About this exercise -> Among the lines below, a stretch begins at the one with "- Instead, pull" and ends at the one with "In general, we". Repeat that stretch exactly, ends included.

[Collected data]
++++++

PR #2362, opened 2021-08-17
Replace Jira links in CHANGELOG

jtuttle:
In an effort to keep our work publicly-accessible, we should not include links
to our private Jira stories in the CHANGELOG. I've replaced them with links to
pull requests since I don't believe we have GitHub issues to match the Jira
issues.


diverdane (approved):
LGTM!!!

PR #2364, opened 2021-08-18
ONYX-9742: Reduce _class dependencies from command classes

tzheleznyak:
### What does this PR do?
Refactor to authn-jwt according this rule of thamb
image

Need to decide if really needed

ONYX-9742

#### Change log

#### Test coverage

#### Documentation

#### API Changes


tzheleznyak:
This hurts preformance because:
1. Factory created object created onec in compile level
2. We can't do memoization inside tham because it will cause bugs
3. We have repeated requests to secrets like "proivider-uri"/"jwks-uri"/"token-app-propert"

So the slight quality improvment here not worth the mutiple requests.

Maybe another solution that requeires design changes/refactors needed to address both _class init problem and preformance. But the solution in this PR not good enogh so it will be closed

PR #2372, opened 2021-09-20
Simplify add prefix

jonahx:
For the most part, this should be a pure refactor -- same functionality with different implementation.  There is one exception: I removed a couple of logging statements for events that didn't seem log-worthy to me.  But I can easily add those back if Hila or anyone else has objections.

## Big Lessons
	
- Avoid putting functional logic inside of command classes.
- Instead, pull it out into pure functions, because those are much easier to test (no mocks!)
	- The specific example in this PR was pulling the core logic from `AddPrefixToIdentity` into a simple function.  This makes the UTs drastically simpler.  The remaining validations on `identity_prefix` and `identity` were superfluous because they are already tested in the only client code  of that class (`IdentityFromDecodedTokenProvider`), which makes more sense anyway.
- Then let your command classes do almost nothing except the side effectful stuff -- let them delegate to pure functions for logic of any substantial complexity.
- So the UTs for command classes (or any side-effectful classes for that matter) should be almost nothing _but_ tests involving mocks. 

## Names and Abstraction
	
In general, we should try to keep the names as short as possible, and let context provide the details.  
	
We should also avoid introducing names (whether as constants, methods, or local variables) where they're not needed.  This is related to avoiding abstraction when it's not needed.   
	
Name-proliferation is most apparent in our existing code in the unit tests, where we sometimes begin a file  with 30 or more `let` statements -- a hundred lines of code just to define variables.  This is simply too much to keep track of, and is usually telling us that the tests should be structured differently.  See the new spec in the refactor for an example of that.
	
Another small example: we have a constant  `IDENTITY_PATH_CHARACTER_DELIMITER`. In addition to being an extremely long name, it's doubtful that this character will change, and so introducing an abstrction to protect against that change is unnecessary.  Instead, simply hardcode the `/` wherever it's used.  I didn't actually make this change yet in this PR.  But it probably should be made, and I noticed a number of other constants that are also likely unnecessary. 
	
Here's another more detailed example:
	
Consider the name `token_id_field_secret`....
	
This was the code's way of referring to the key of the claim that held the identity's value.  It _happens_ that we store that value as a Conjur secret.  But this doesn't have anything to do with what the value _is_, namely, a the key of a JWT claim.  So in the refactor, I've renamed it to the shorter, and I think clearer, `id_claim_key`.
	
Similarly, the name of the Conjur secret where we store that value is `token-app-property`.  This name was also confusing to me, but I couldn't figure out why it was called that, so I didn't change that one.

Another example is pattern is `FetchingIdentityByInterface` -- I don't think the `ByInterface` is adding much.  I think `FetchingIdentity` would convey the same information.  
	
In general, I think "Provider" or "Interface" rarely add clarity to names, but do make them harder to read.   If it seems they are important to a name, it's likely we should revisit the underlying concepts and try an entirely different name.

## Rules and when to break (or revisit) them
	
Before this PR, we had `fetch_identity_name_from_token`  and 
	
```ruby
def identity_name_from_token
  @identity_name_from_token || fetch_identity_name_from_token
end
```
I believe this grew from the (good) intention of following the rule whereby we name the memoized variable after the method name.  But in this case applying the rule made the code more cluttered, because it introduced an unnecessary method and made the distinction between the two methods confusing.  So we should add something like the following exception to our style guide:

> When a method with a side effect also sets the value of an instance variable, use a sensible name for the instance variable, rather than naming it after the method.

In our case the fix was:
```ruby
def fetch_id_from_token  
  return @id_from_token if @id_from_token
```
I renamed the method too for clarity, per the discussion above.


app/domain/authentication/authn_jwt/functions.rb
```diff
@@ -0,0 +1,24 @@
...
+      def path_join_two(prefix, main)
+        return main if String(prefix).strip.empty?
+        return prefix if String(main).strip.empty?
+
+        sep = IDENTITY_PATH_CHARACTER_DELIMITER
+        [prefix.sub(/#{sep}$/, ''), main.sub(/^#{sep}/, '')].join(sep)
+      end
+    end
+  end
+end
```
tzheleznyak, line 24: End of file

app/domain/authentication/authn_jwt/functions.rb
```diff
@@ -0,0 +1,24 @@
+# frozen_string_literal: true
+
+module Authentication
+  module AuthnJwt
+    # Joins "prefix" and "main" as a path, with exactly one slash (/).  If
+    # prefix ends with a slash or host begins with one, they're removed to avoid
+    # duplicate slashes.
+    class << self
+      def path_join(*parts)
+        parts.reduce { |m, x| path_join_two(m, x) }
```
tzheleznyak, line 10: Maybe m,x can be replaced with text and concated? or other meaningful variable names?

spec/app/domain/authentication/authn-jwt/functions_spec.rb
```diff
@@ -0,0 +1,24 @@
...
+    'with a trailing slash on left part': [%w(path/ host), 'path/host'],
+    'with a leading slash on right part': [%w(path /host), 'path/host'],
+    'with slashes on both parts': [%w(path/ /host), 'path/host'],
+    'with multiple parts': [%w(a b c d), 'a/b/c/d'],
+    'with leading slash on first part': [%w(/a b c d), '/a/b/c/d'],
+    'with trailing slash on last part': [%w(a b c d/), 'a/b/c/d/'],
+    'with many parts and slashes': [%w(/a/b/c/ /d/e/ f/g), '/a/b/c/d/e/f/g'],
+  }
+
+  examples.each do |description, (input, output)|
```
tzheleznyak, line 17: I liked this way of writing short test file. Thank you.
CC : @cyberark/cerberus

app/domain/authentication/authn_jwt/identity_providers/identity_from_decoded_token_provider.rb
```diff
@@ -9,108 +9,78 @@ module IdentityProviders
           fetch_identity_path: Authentication::AuthnJwt::IdentityProviders::FetchIdentityPath.new,
           fetch_authenticator_secrets: Authentication::Util::FetchAuthenticatorSecrets.new,
           check_authenticator_secret_exists: Authentication::Util::CheckAuthenticatorSecretExists.new,
-          add_prefix_to_identity: Authentication::AuthnJwt::IdentityProviders::AddPrefixToIdentity.new,
           logger: Rails.logger
         },
         inputs: %i[jwt_authenticator_input]
       ) do
-        extend(Forwardable)
-        def_delegators(:@jwt_authenticator_input, :service_id, :authenticator_name, :account)
```
tzheleznyak, line 18: Why removing the deligator?

app/domain/authentication/authn_jwt/identity_providers/identity_from_decoded_token_provider.rb
```diff
@@ -9,108 +9,78 @@ module IdentityProviders
...
+            LogMessages::Authentication::AuthnJwt::CheckingIdentityFieldExists.new(id_claim_key)
+          )
+
+          @id_from_token = @jwt_authenticator_input.decoded_token[id_claim_key]
 
-          @logger.debug(LogMessages::Authentication::AuthnJwt::CheckingIdentityFieldExists.new(token_id_field_secret))
-          @identity_name_from_token = decoded_token[token_id_field_secret]
-          if @identity_name_from_token.blank?
-            raise Errors::Authentication::AuthnJwt::NoSuchFieldInToken, token_id_field_secret
+          # Equivalent to Rails blank? but without a Rails dependency.
```
tzheleznyak, line 57: Conjur is Rails application what the problem depanding on rails ?

tzheleznyak:
image

app/domain/authentication/authn_jwt/functions.rb
```diff
@@ -0,0 +1,24 @@
...
+      end
+
+      private
+
+      def path_join_two(prefix, main)
```
tzheleznyak, line 15: Maybe there is a File library in ruby that has option to join file paths and it can be used to join path here ?

app/domain/authentication/authn_jwt/functions.rb
```diff
@@ -0,0 +1,24 @@
+# frozen_string_literal: true
```
tzheleznyak, line 1: This is a good util functions that maybe can be used in other parts of conjur also and moving it out of the jwt authenticator will benefit our code base. I can see cases where we would like to concat paths in the future in other parts of the Conjur OSS.

app/domain/authentication/authn_jwt/functions.rb
dataplex: File paths depend on operating system though , and most filesystems are forgiving of repetitive path separators, whereas I don't believe Conjur would inherit that same forgiveness when executing database queries or parsing relationships. That said, if there isn't a utility class in the PolicyEngine gem, it may be time to add one starting with this function. I like that it is SRP and much more testable.

jvanderhoof: @tzheleznyak, Ruby has `File.join`, but it is not as flexible as this implementation.  Join does not handle nil or empty strings well and does not strip trailing slashes.

app/domain/authentication/authn_jwt/identity_providers/identity_from_decoded_token_provider.rb
jonahx: @tzheleznyak Nothing under `app/domain` should have any dependency on Rails.  Indeed, the whole point of that directory was to decouple from Rails.

From [`app/domain` README](https://github.com/cyberark/conjur/blob/master/app/domain/README.md#introduction):

> You can think of app/domain as a haven where pure Conjur business logic (the Conjur "domain") lives as plain ruby code, unpolluted by framework-specific concepts like controllers or routes. The code in this folder should have no dependencies on Rails itself (if you find any, they are likely mistakes we should fix).

One of the major downsides of Rails is the way that code from anywhere can implicitly access code from anywhere else -- creating a network of hidden dependencies.  You can't know what some piece of code depends on without reading through all of the code and manually checking all the references.   In the `app/domain` code, we want all the dependencies to be explicit, and so we have to opt out of the "Rails soup". 

We've even talked about pulling the authenticators out into their own gems, to _enforce_ this separation.  Which would be great.  But doing that adds complexity in other ways, so we haven't done yet.  So until we have a better solution, we just have to rely on developers knowing that this is a rule.

app/domain/authentication/authn_jwt/identity_providers/identity_from_decoded_token_provider.rb
jonahx: Good question, I meant to address this in my writeup.

Over time, I've come to the conclusion that using `Forwardable` is usually not worth it.  I have a  few reasons for this:

1. The "benefit" is minimal.  Ostensibly, the benefit is to make the calling site cleaner.  You can just write `my_method` instead of `@my_object.my_method`.  This is a minor benefit, unless you are calling `my_method` many times, which we usually aren't.
2. It adds a layer of abstraction for the reader.  If you've jumped into the code from somewhere else, you'll have to do an extra lookup to determine how the method is defined.  What's worse, you can't do this jump automatically, because....
3. It breaks tooling.  You can't use your IDE's "Jump to definition..." feature for methods defined this way.  Granted, one of the downsides of the CommandClass is that the same is true of jumping to dependencies, but there's no need to compound the problem.  Also, methods defined in this way don't show up in the "structure" view, which is a really nice way to understand classes:

image

app/domain/authentication/authn_jwt/functions.rb
jonahx: Absolutely, but I prefer to wait until there's a proven need for re-use before moving the file around to a new place.  That is, you might look at this, say, "Hey, this is general utility function, it doesn't belong here, it belongs on the root lib folder" or something similar.  But unless we already have a module  where it belongs, this usually ends up being a premature optimization, which has some costs.  Instead, I like to keep it at first close to where it's used.  Later, when we find ourselves _actually_ wanting to use it somewhere else, that's when I'd pull it out.

app/domain/authentication/authn_jwt/functions.rb
jonahx: @jvanderhoof @tzheleznyak You know, I think you're right about `File.join`.   Even though my implementation handles nils, I think we may want the client code to handle that anyway.  I'm going to try that tomorrow.  If it works, we'll be able to delete my code too!  More code deleted, the better.

tzheleznyak:
@jonahx it looks good just let me know what is decided here and i approve
https://github.com/cyberark/conjur/pull/2372#discussion_r711964300

jvanderhoof (approved):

++++++

Written response ->
- Instead, pull it out into pure functions, because those are much easier to test (no mocks!)
	- The specific example in this PR was pulling the core logic from `AddPrefixToIdentity` into a simple function.  This makes the UTs drastically simpler.  The remaining validations on `identity_prefix` and `identity` were superfluous because they are already tested in the only client code  of that class (`IdentityFromDecodedTokenProvider`), which makes more sense anyway.
- Then let your command classes do almost nothing except the side effectful stuff -- let them delegate to pure functions for logic of any substantial complexity.
- So the UTs for command classes (or any side-effectful classes for that matter) should be almost nothing _but_ tests involving mocks. 

## Names and Abstraction
	
In general, we should try to keep the names as short as possible, and let context provide the details.  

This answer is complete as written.